> **Problem details**:
Output only the lines below from the one containing "3. use resources not resource in values.yaml" to the one containing "yandongxiao: yes, This", exactly as written, both ends kept.

Records to process Block Start

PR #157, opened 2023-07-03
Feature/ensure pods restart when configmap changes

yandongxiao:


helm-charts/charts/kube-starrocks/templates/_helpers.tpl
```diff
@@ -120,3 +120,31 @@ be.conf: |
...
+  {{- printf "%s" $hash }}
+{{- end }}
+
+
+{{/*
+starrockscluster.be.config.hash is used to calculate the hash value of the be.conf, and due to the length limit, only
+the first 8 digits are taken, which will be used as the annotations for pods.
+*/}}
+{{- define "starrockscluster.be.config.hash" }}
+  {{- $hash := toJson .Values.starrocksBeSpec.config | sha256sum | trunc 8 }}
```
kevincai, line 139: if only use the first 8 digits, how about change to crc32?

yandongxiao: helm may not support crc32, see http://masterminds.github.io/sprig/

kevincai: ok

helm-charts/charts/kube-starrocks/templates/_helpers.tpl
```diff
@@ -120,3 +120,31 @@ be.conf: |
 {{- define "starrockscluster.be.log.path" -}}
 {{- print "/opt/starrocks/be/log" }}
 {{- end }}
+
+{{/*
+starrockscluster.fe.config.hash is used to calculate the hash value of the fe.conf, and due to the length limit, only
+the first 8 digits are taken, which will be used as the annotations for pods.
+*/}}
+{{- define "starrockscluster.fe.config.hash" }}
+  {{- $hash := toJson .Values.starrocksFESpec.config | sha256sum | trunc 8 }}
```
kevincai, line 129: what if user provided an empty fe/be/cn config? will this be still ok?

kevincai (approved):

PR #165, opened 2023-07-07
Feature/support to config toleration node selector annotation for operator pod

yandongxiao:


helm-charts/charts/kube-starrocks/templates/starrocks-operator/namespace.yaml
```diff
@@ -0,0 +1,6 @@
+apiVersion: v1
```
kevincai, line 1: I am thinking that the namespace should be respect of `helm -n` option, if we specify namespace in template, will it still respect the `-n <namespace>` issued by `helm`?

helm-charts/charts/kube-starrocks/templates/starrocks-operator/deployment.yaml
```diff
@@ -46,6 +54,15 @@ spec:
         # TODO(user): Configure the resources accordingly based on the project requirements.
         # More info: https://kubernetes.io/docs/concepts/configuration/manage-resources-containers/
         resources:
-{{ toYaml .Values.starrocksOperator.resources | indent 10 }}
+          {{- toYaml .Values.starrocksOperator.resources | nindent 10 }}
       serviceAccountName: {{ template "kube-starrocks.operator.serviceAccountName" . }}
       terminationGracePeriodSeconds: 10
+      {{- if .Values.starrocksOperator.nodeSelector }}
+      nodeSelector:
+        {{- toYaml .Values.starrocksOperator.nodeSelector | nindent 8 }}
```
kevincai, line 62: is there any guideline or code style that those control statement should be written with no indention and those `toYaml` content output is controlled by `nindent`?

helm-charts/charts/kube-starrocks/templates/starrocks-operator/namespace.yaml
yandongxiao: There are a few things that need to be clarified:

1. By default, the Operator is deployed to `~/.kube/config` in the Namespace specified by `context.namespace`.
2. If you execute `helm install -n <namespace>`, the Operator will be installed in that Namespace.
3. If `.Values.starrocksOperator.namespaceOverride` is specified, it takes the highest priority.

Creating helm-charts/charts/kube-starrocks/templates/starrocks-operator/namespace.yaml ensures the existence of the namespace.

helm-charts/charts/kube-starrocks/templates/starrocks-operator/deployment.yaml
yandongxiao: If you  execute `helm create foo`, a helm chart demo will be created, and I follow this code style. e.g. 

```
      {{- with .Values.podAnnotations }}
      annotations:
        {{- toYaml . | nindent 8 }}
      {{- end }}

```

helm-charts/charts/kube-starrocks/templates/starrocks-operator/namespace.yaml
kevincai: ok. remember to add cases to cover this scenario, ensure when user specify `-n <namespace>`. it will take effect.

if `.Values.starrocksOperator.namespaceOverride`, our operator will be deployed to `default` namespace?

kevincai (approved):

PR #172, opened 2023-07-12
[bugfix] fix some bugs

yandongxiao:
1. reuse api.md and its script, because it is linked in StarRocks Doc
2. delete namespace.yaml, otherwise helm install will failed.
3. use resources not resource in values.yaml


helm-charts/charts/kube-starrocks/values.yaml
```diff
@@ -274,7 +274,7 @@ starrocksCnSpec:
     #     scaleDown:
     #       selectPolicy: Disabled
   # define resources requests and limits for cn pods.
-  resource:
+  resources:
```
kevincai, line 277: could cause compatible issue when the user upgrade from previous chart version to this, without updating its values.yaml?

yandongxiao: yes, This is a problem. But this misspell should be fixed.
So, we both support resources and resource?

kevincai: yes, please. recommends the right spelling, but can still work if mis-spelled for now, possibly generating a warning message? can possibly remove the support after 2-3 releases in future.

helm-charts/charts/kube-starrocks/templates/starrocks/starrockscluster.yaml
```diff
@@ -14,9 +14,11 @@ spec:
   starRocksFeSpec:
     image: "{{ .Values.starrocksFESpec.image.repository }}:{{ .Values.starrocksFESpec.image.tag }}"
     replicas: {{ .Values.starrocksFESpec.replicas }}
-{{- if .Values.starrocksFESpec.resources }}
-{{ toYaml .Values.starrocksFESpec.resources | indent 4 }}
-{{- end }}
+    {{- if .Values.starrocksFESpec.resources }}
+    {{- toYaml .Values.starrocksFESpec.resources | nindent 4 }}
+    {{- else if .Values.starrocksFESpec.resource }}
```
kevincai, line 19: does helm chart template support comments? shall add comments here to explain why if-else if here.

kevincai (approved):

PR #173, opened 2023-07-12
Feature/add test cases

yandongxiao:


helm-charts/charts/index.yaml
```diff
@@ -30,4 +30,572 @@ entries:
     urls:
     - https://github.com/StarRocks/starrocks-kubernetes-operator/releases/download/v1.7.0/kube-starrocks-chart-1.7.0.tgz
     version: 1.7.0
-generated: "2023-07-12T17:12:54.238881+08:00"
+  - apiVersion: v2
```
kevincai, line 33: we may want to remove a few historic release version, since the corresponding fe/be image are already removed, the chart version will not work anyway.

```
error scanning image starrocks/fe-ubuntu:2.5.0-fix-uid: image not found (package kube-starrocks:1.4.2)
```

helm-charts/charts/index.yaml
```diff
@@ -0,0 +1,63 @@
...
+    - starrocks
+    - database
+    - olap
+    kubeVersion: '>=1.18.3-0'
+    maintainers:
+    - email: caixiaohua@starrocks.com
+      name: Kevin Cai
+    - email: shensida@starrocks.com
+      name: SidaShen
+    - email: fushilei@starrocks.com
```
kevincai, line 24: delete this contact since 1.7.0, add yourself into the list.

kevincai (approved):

Records to process Block End

> **Your solution**:
3. use resources not resource in values.yaml


helm-charts/charts/kube-starrocks/values.yaml
```diff
@@ -274,7 +274,7 @@ starrocksCnSpec:
     #     scaleDown:
     #       selectPolicy: Disabled
   # define resources requests and limits for cn pods.
-  resource:
+  resources:
```
kevincai, line 277: could cause compatible issue when the user upgrade from previous chart version to this, without updating its values.yaml?

yandongxiao: yes, This is a problem. But this misspell should be fixed.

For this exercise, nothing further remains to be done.